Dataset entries
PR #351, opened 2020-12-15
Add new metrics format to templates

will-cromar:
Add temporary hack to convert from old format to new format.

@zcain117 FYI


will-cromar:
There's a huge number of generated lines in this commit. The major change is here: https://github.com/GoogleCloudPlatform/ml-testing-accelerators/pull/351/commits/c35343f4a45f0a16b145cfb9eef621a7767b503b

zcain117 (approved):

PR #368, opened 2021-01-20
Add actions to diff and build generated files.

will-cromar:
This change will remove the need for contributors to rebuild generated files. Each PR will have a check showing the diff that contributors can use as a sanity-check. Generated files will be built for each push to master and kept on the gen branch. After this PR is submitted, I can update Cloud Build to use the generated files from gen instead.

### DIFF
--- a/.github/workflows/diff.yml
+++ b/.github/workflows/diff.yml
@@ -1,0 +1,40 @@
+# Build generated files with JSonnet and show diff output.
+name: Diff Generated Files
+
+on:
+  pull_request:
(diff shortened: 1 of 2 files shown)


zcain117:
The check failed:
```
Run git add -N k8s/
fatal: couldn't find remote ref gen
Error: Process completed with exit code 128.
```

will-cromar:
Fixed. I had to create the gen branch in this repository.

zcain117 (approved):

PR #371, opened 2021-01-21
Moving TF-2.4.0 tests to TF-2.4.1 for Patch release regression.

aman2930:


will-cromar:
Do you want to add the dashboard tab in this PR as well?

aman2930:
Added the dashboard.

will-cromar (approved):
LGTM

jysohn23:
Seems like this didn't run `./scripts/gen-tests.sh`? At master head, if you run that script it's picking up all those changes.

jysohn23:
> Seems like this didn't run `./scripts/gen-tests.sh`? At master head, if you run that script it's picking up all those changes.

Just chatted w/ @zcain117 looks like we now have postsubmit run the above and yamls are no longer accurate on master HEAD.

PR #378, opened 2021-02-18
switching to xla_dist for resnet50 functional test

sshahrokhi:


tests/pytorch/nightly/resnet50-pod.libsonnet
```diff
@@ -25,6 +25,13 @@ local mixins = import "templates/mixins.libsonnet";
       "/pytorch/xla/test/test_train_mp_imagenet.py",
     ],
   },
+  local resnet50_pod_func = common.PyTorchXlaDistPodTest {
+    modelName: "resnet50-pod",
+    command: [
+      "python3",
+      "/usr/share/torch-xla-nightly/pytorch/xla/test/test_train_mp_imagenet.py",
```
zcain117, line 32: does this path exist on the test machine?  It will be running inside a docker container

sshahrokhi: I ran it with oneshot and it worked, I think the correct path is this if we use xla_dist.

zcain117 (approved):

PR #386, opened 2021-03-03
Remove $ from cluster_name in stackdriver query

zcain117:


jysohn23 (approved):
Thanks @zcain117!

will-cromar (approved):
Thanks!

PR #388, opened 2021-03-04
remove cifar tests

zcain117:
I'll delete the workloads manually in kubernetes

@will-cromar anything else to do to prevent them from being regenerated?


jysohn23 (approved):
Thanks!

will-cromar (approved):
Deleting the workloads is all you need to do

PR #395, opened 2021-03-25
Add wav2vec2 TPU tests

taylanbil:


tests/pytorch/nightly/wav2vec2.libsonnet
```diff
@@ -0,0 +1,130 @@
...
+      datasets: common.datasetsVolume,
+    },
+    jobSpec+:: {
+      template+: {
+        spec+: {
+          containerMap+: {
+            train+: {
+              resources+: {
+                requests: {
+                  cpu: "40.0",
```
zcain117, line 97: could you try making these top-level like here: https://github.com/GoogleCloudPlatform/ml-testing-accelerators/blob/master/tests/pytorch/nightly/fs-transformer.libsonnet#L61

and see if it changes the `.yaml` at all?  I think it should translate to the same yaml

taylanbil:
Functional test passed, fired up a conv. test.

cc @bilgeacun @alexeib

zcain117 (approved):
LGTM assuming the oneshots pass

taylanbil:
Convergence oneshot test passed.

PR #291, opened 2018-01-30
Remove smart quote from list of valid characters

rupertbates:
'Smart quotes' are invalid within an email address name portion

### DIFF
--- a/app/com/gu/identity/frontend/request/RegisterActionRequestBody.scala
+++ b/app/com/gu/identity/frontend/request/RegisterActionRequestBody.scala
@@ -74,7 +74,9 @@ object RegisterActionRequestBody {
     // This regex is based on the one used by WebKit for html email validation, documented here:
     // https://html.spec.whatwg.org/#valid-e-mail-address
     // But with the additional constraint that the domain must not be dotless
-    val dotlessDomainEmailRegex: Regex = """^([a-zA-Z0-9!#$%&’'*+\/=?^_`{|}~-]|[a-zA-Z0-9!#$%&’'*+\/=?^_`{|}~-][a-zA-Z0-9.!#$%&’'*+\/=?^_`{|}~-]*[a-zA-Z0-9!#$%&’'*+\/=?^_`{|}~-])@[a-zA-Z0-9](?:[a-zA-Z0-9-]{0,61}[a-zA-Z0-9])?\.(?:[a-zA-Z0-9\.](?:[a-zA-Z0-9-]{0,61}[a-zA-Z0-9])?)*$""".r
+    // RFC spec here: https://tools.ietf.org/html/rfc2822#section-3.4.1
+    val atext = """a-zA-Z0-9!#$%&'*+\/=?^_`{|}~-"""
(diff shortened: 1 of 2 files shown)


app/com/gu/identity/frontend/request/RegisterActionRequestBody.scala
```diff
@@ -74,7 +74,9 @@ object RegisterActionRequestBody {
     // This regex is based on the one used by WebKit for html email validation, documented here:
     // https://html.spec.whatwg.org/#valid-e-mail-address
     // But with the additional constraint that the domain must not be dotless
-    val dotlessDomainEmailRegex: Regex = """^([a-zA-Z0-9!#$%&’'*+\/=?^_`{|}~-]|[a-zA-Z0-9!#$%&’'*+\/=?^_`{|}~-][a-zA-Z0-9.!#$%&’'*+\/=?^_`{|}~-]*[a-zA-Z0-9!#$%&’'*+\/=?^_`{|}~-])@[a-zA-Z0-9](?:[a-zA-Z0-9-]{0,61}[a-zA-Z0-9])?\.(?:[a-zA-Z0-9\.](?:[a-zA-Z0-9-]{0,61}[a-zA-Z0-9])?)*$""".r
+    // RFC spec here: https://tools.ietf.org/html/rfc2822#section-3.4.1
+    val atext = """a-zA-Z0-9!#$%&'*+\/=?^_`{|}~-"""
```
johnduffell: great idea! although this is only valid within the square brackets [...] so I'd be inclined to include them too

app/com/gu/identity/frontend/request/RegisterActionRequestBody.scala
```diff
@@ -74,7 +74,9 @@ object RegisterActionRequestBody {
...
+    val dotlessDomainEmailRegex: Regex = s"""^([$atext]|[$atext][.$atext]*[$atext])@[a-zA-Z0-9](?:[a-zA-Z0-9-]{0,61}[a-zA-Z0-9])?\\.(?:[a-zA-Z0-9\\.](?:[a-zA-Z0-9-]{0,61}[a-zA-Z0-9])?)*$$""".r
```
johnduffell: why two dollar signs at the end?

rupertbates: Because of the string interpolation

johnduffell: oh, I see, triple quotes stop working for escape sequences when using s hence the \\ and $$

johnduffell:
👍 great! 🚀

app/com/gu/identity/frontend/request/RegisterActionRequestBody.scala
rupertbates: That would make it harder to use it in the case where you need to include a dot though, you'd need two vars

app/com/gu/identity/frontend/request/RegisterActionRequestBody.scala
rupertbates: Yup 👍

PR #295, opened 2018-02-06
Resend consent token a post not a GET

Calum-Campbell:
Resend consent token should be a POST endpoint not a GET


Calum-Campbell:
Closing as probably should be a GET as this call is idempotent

• _WHAT IS BEING ASKED_
Pick each line holding "johnduffell" out of the entries above and return it.

• _ANSWER BOX_
johnduffell: great idea! although this is only valid within the square brackets [...] so I'd be inclined to include them too
johnduffell: why two dollar signs at the end?
johnduffell: oh, I see, triple quotes stop working for escape sequences when using s hence the \\ and $$
johnduffell:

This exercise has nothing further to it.